# Bottle shelf window display



## Picklejar (Aug 25, 2011)

Just waiting for the hurricane to come through, cloudy out there but colorful in here! I custom built these shelves from cedar, with pine details. We have long tall windows that allow space for the shelves while still affording access thru window. Some of my favorites are displayed here. Thought I'd snap this view while the light was really diffused. Thanks for looking.


----------



## SC pontil collector (Aug 25, 2011)

Really nice job on your window bottle display. Would love to see it in very light.
 I just have some old cheap book shelves that my husband inherited from his brother, however they work and were free.
 sc pontil collector


----------



## downsouthdiggers (Aug 25, 2011)

If a hurricane is coming through and these are some of ur favorites you might want to move them away from the window. . . Just a thought. Nice display tho.


----------



## buzzkutt033 (Aug 26, 2011)

looking good jar !!!

 thanx for sharing with us ! 

 i'm up north of allentown about 20 miles. you do any digging ??


 jim


----------



## Picklejar (Aug 26, 2011)

I hope it don't storm that hard! This is the room filled with my other obsessive collections, so any damage in there would pretty traumatic. The earthquake did nudge some bottles close to the edge, so I think I might take some precaution with this upcoming storm. Hey Jim, I have dug many dumps, walked railroad beds, searched rivers and even sifted ash dump dirt at Dyottville.
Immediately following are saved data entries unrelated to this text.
PR #456, opened 2026-08-28
fix(core): fail fast on an invalid stack name before CDK provisions

osama-rizk:
## Card

Bug Bash board (Starter Kit, DX P2): **"Validate stack name before CDK runs (reject invalid chars)"** — *blocked 3/4 deploys in Round 4.*
🔗 https://github.com/orgs/aws-amplify/projects/141/views/15?pane=issue&itemId=195530047

## Problem

A stack name containing invalid characters (e.g. underscores) **passes `cdk synth`** and only fails with an opaque `StackNameInvalidFormat` **minutes into CloudFormation provisioning** — after resources have started being created. There's no pre-flight check, so the feedback loop is slow and the error doesn't name the real cause.

This is the same fail-fast category as the credential pre-check (#424): catch a deploy-killing input up front with an actionable message instead of waiting through provisioning for an opaque failure.

## Fix

A single shared **`assertValidStackName`** at the naming chokepoint in `core/common`, called at the top of `BlocksStack.create` (before any construct is built). It validates the stack name against the CloudFormation contract:

- must start with a letter,
- only letters, digits, and hyphens (no underscores/spaces/other),
- ≤ 128 characters,

and throws immediately with a clear message **and a suggested valid name**, e.g.:

> Invalid AWS Blocks stack name "my_app": it must start with a letter and contain only letters, digits, and hyphens (no underscores, spaces, or other characters). CloudFormation rejects it, but only after several minutes of provisioning. Rename the stack — for example "my-app".

### Why here (structural, not tactical)

Every stack and Building Block resource name derives from the stack name via `computeScopeFullId` → `fullId` (`fullId.substring(0, 255)`). That single derivation point is where the name contract belongs, so this is deliberately **one shared validator** — the home other name checks can consolidate onto — rather than an ad-hoc throw. The validator is internal (not added to the public API surface).

## Testing

- New unit tests for `assertValidStackName`: accepts valid names (incl. 128-char boundary); rejects underscores, spaces, leading digit/hyphen, punctuation, and >128 chars; asserts the error names the offending value and offers a sanitized suggestion.
- No behavior change for valid stack names — full `@aws-blocks/core` suite **710 pass / 0 fail**, CDK `BlocksStack` tests 41/41. Scanned the repo/test-apps: no existing stack name uses an invalid character.

## Verification

`npm run lint` 0 errors · `check:api` ✅ (validator is internal — no public-API change) · umbrella-changeset guard ✅.

## Changeset

`@aws-blocks/core` **patch** + `@aws-blocks/blocks` **patch** (umbrella re-export). No valid app is affected; an invalid name never deployed successfully — it now just fails in seconds instead of minutes.


packages/core/src/cdk/index.ts
```diff
@@ -64,6 +65,10 @@ export class BlocksStack extends cdk.Stack implements BaseBlocksStack {
   static async create(scope: Construct, id: string, props: BlocksStackProps) {
     assertCdkConditionActive();
 
+    // Fail fast: an invalid stack name otherwise passes synth and only fails
+    // minutes into CloudFormation provisioning with an opaque error.
+    assertValidStackName(id);
```
soberm: [blocker] This validates `id`, not the actual stack name CloudFormation gets. Two ways that bites: `props.stackName` overrides (used elsewhere in this repo, see `packages/pipeline/src/types.ts`) go straight into `super(scope, id, props)` and skip this check entirely. And when `create()` runs inside a `cdk.Stage` — which is exactly how every Pipeline `stageFactory` example here works, always with a fixed id like `'App'` — CDK prepends the stage name to build the real stack name. Checked it directly: `new cdk.Stack(new cdk.Stage(app, 'qa_east'), 'App').stackName` comes out `'qa_east-App'`. `validateStageName()` in `pipeline-construct.ts` currently allows underscores in stage names, so that's a genuinely invalid name slipping past both checks, since this one only ever sees the constant `'App'`. Would validating `stack.stackName` after construction, instead of the raw `id`, cover both cases?

packages/core/src/common/index.ts
```diff
@@ -323,6 +323,56 @@ export function computeScopeFullId(scope: { id: string; parent?: any }) {
...
+    .replace(/-+/g, '-')
+    .replace(/^-|-$/g, '')
+    .slice(0, STACK_NAME_MAX_LENGTH);
+  return cleaned || 'my-app';
+}
+
+/**
+ * Fail fast at synth if a stack name would be rejected by CloudFormation.
+ *
+ * Without this, an invalid name (e.g. one containing underscores) passes `cdk
```
soberm: [question] Did you check this against the CDK version pinned here? `aws-cdk-lib` is `^2.257.0`, and running `new cdk.Stack(new cdk.App(), 'my_bad_name')` against what's actually in `node_modules` throws synchronously — `StackNameInvalidFormat`, right when the Stack gets constructed, not during provisioning. CDK's own constructor already runs this same regex plus the 128-char cap. If that's accurate, this mostly buys a nicer message and a suggested name rather than shortening the feedback loop, and the real bug-bash repro might be coming from somewhere this doesn't touch (a Stage-prefixed pipeline stack, or `BlocksBackend`/`NestedStack`, where `stackName` is a token and CDK's check gets bypassed).

packages/core/src/common/validate-stack-name.test.ts
```diff
@@ -0,0 +1,40 @@
+// Copyright Amazon.com, Inc. or its affiliates. All Rights Reserved.
+// SPDX-License-Identifier: Apache-2.0
+
+import assert from 'node:assert';
+import { describe, it } from 'node:test';
+import { assertValidStackName } from './index.js';
+
+describe('assertValidStackName', () => {
```
soberm: [major] All of this tests `assertValidStackName` in isolation. Given the id-vs-stackName gap above, an end-to-end test through `BlocksStack.create()` — or better, a Pipeline stage with an underscore in the stage name and the id fixed to something valid — would actually prove the "fails before any infrastructure exists" claim. Worth adding either way.

packages/core/src/common/index.ts
```diff
@@ -323,6 +323,56 @@ export function computeScopeFullId(scope: { id: string; parent?: any }) {
...
+  const reason =
+    name.length > STACK_NAME_MAX_LENGTH
+      ? `it is ${name.length} characters (max ${STACK_NAME_MAX_LENGTH})`
+      : 'it must start with a letter and contain only letters, digits, and hyphens (no underscores, spaces, or other characters)';
+  const err = new Error(
+    `Invalid AWS Blocks stack name "${name}": ${reason}. ` +
+      `CloudFormation rejects it, but only after several minutes of provisioning. ` +
+      `Rename the stack — for example "${suggestStackName(name)}".`,
+  );
+  err.name = 'InvalidStackNameError';
```
soberm: [minor] Plain `Error` with `.name` set by hand means callers can only tell this apart from any other error by string-comparing `.name`. A small `InvalidStackNameError` class would let people `instanceof` it, and it'd match the `ApiError` pattern already in this package.

packages/core/src/common/index.ts
```diff
@@ -323,6 +323,56 @@ export function computeScopeFullId(scope: { id: string; parent?: any }) {
...
+ * synth` and only fails with an opaque `StackNameInvalidFormat` **minutes into
+ * provisioning**. This turns that into an immediate, actionable error before any
+ * infrastructure is created.
+ *
+ * @param name - The stack name (the `BlocksStack` id).
+ * @throws {Error} With guidance and a suggested valid name when `name` is invalid.
+ */
+export function assertValidStackName(name: string): void {
+  if (STACK_NAME_PATTERN.test(name) && name.length <= STACK_NAME_MAX_LENGTH) return;
+  const reason =
```
soberm: [minor] When a name is both too long and has bad characters, this only reports the length problem, even though the suggestion below still rewrites the characters too. Not wrong, just a bit incomplete for that combo.

packages/core/src/common/validate-stack-name.test.ts
```diff
@@ -0,0 +1,40 @@
...
+  }
+
+  for (const name of ['my_app', 'my app', '1app', '-app', 'app!', 'a'.repeat(129)]) {
+    it(`rejects the invalid name "${name.slice(0, 12)}${name.length > 12 ? '…' : ''}"`, () => {
+      assert.throws(
+        () => assertValidStackName(name),
+        (e: unknown) => {
+          assert.ok(e instanceof Error);
+          assert.strictEqual(e.name, 'InvalidStackNameError');
+          assert.match(e.message, new RegExp(`"${name.slice(0, 5)}`)); // names the offending value
```
soberm: [nit] `new RegExp(`\"${name.slice(0, 5)}`)` works for the current list, but the first name with a regex-special character in it (a `.` or a `(`) will either throw or match something unexpected. `e.message.includes(name.slice(0, 5))` does the same job without that risk.

packages/core/src/common/index.ts
```diff
@@ -323,6 +323,56 @@ export function computeScopeFullId(scope: { id: string; parent?: any }) {
...
+ * at each call site: it is the one place the naming contract is enforced, so new
+ * name rules and other name-producing sites can consolidate here.
+ */
+const STACK_NAME_PATTERN = /^[A-Za-z][A-Za-z0-9-]*$/;
+const STACK_NAME_MAX_LENGTH = 128;
+
+/** Suggest a valid stack name derived from an invalid one, for the error message. */
+function suggestStackName(name: string): string {
+  const cleaned = name
+    .replace(/[^A-Za-z0-9-]+/g, '-') // non-conforming runs → single hyphen
```
soberm: [nit] These two comments mostly just restate the regex above them. Could probably go, the JSDoc already explains the contract.

soberm (changes requested):
Solid unit tests on the validator itself, and the error message is a real improvement over CDK's raw regex dump. But the check validates `id` instead of the resolved stack name, so it doesn't cover this repo's own Pipeline stage-prefixing pattern or `stackName` overrides — see inline comments. Also worth double-checking against CDK's existing synth-time validation before merging; not convinced this closes the loop the bug-bash ticket describes yet.

packages/core/src/cdk/index.ts
osama-rizk: You're right — verified against 2.257.0. CDK's `Stack` constructor already throws `StackNameInvalidFormat` synchronously at construction for a concrete `stackName` (incl. `props.stackName` overrides and stage-prefixed names like `qa_east-App`), and my check validated the wrong string (`id`, not the effective name). The real unguarded input is the **stage name**: `validateStageName` allowed underscores/leading digits, and the stage name prefixes the derived stack name.

Pivoted: dropped the `BlocksStack.create(id)` check entirely and moved enforcement into `validateStageName` — it now requires `/^[A-Za-z][A-Za-z0-9-]*$/` and fails fast at synth with a suggested valid name (e.g. `qa_east` → `qa-east`). (Token stack names — nested/`BlocksBackend` — remain deploy-time by nature; they're unresolved at synth, so nothing can regex them there.)

packages/core/src/common/index.ts
osama-rizk: Confirmed — great catch. Probe on the pinned 2.257.0: `new cdk.Stack(new cdk.App(), 'my_bad_name')` throws `StackNameInvalidFormat` at **construction**, not provisioning; same for `props.stackName` and `Stage('qa_east')/'App'` (`got 'qa_east-App'`). So my check only duplicated CDK for concrete names. `NestedStack.stackName` is a **token** (`Token.isUnresolved === true`) → CDK skips it → that's the genuine deploy-time case, and it's un-validatable at synth. So the useful fix is the **stage-name** path, which is what this now does.

packages/core/src/common/validate-stack-name.test.ts
osama-rizk: Done — replaced the isolated `assertValidStackName` tests with end-to-end `Pipeline` tests: a stage named `qa_east` throws at synth (asserting the message + the `qa-east` suggestion), and a valid `qa-east` stage constructs cleanly. That exercises the real path (`validateStageName` → derived stack name) rather than a standalone helper.

packages/core/src/common/index.ts
osama-rizk: Resolved by the pivot — the standalone `assertValidStackName`/`InvalidStackNameError` in core is removed (it was redundant with CDK). The pipeline error stays a plain `Error` to match the surrounding `validateStageName`/`validateBakeTime` style in this file. Happy to introduce a typed pipeline error class if you'd prefer consistency there.

packages/core/src/common/index.ts
osama-rizk: Moot now (that validator was removed), but noted for the pipeline message — it reports the single contract clearly ("must start with a letter and contain only letters, numbers, and hyphens") and always includes a sanitized suggestion, so a name that's wrong for multiple reasons still gets one actionable fix.

packages/core/src/common/validate-stack-name.test.ts
osama-rizk: Fixed indirectly — the isolated test with the `new RegExp(...)` matcher is gone. The new pipeline tests use `assert.match(msg, /…/)` with fixed literals (no interpolation of the offending name into a regex), so the regex-special-char risk doesn't apply.

packages/core/src/common/index.ts
osama-rizk: Removed — that whole block (and its restating comments) is gone with the `assertValidStackName` revert. The pipeline change keeps one short comment explaining *why* the contract applies (the stage name prefixes the stack name), which isn't obvious from the regex alone.

soberm (dismissed):

Simone319 (approved):

PR #457, opened 2026-08-30
fix(dart): Pin flutter_secure_storage to ^10.3.1 to unbreak Android builds

cadivus:
## Problem

`blocks_runtime_flutter` depends on `flutter_secure_storage: ^11.0.0`. v11 raised its Android plugin to `compileSdk = 37`, but the current stable Flutter app template (3.47) compiles against SDK 36 with AGP 9.1.0, whose maximum recommended `compileSdk` is 36. Every Flutter app using `blocks_runtime_flutter` therefore fails its Android build:

```
Execution failed for task ':app:checkReleaseAarMetadata'.
> Dependency ':flutter_secure_storage' requires libraries and applications that
  depend on it to compile against version 37 or later of the Android APIs.
  :app is currently compiled against android-36.
```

I have probed many spots and have the tools to dig privies but have yet to get permissions and actually do it,  I want to really bad. I love poking around and finding stuff in the dirt. Perhaps its due to the years spent as a young child with my dad on heavy construction sites, he would bring old bottles home all the time. Thanks for looking!--Joe


----------



## JOETHECROW (Aug 29, 2011)

> ORIGINAL: Picklejar
> 
> Just waiting for the hurricane to come through, cloudy out there but colorful in here! I custom built these shelves from cedar, with pine details. We have long tall windows that allow space for the shelves while still affording access thru window. Some of my favorites are displayed here. Thought I'd snap this view while the light was really diffused. Thanks for looking.


 
 Geat looking bottle shelf!


----------



## Steve/sewell (Aug 29, 2011)

Nice job picklejar,color makes all the difference. Can you enlarge the picture a little for us please.


----------



## JOETHECROW (Aug 29, 2011)

Never thought to make it bigger...[] Let's see if it worked,...Hope you don't mind Joe,...Just wanted to see if I could.


----------



## Picklejar (Aug 31, 2011)

Don't mind at all, lil distorted on the blowup. Some good ones, others just for color. I have to take another pic under brighter conditions, its like a stained glass window sometimes. Thanks for all the comments everyone! ---Joe


----------